Onion vs. N-Layered Architecture

Ben Sch picture Ben Sch · Jan 19, 2015 · Viewed 9.1k times · Source

One thing beforehand: I arrive from an N-layered background.

I have now spent quite a bit time getting my head around Onion Architecture and related Domain Driven concepts such as Hexagonal Architecture reading resources like Jeff Palermo's series of blog posts, Mark Seemann's contribution from a DI-perspective, "Onion-izing your achitecture", and "The clean architecture".

What all of these articles have in common is that they claim the following points:

  • Focus is kept around the domain model of the business use case
  • Looser coupling between layers by emphasizing the Dependency Inversion Principle
  • Increased independence of external infrastructures such as frameworks, data persistence, UI
  • Better testability / maintainability

Well, that all sounds incredibly nice and those diagrams look sweet as well. But the question that arises for me: Isn't all of that achieved by merely adding façades to my traditional N-layered architecture?

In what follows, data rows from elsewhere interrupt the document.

PR #544, opened 2020-04-09
Zachmu/bheni patch

zachmu:
Fixed bug in parsing URLs of relative file paths.

### DIFF
--- a/go/libraries/utils/earl/url.go
+++ b/go/libraries/utils/earl/url.go
@@ -60,7 +60,7 @@ func Parse(urlStr string) (*url.URL, error) {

  • Each layer just knows the abstractions of the layer below
  • The concrete implementations can be kept internal to each layer and hence are in the same place as the abstractions
  • The implementation details can be easily swapped out since they are internal to the layer and should not affect the rest of the application

Please help me understand the true advantages of a domain-centric architecture.

Thanks in advance!

Answer

Rob Conklin picture Rob Conklin · Jan 19, 2015

Adding facades are really the first step in building an onion architecture out of an n-layered architecture. So, yes, you can get many of the benefits right away.

Testing is still problematic as you need to invert the dependency control. Controlling what has the facade is pointing to needs to move to the consumer, not the provider. This allows that consumer to swap things out for testing, or to change implementations without the provider having to know about it.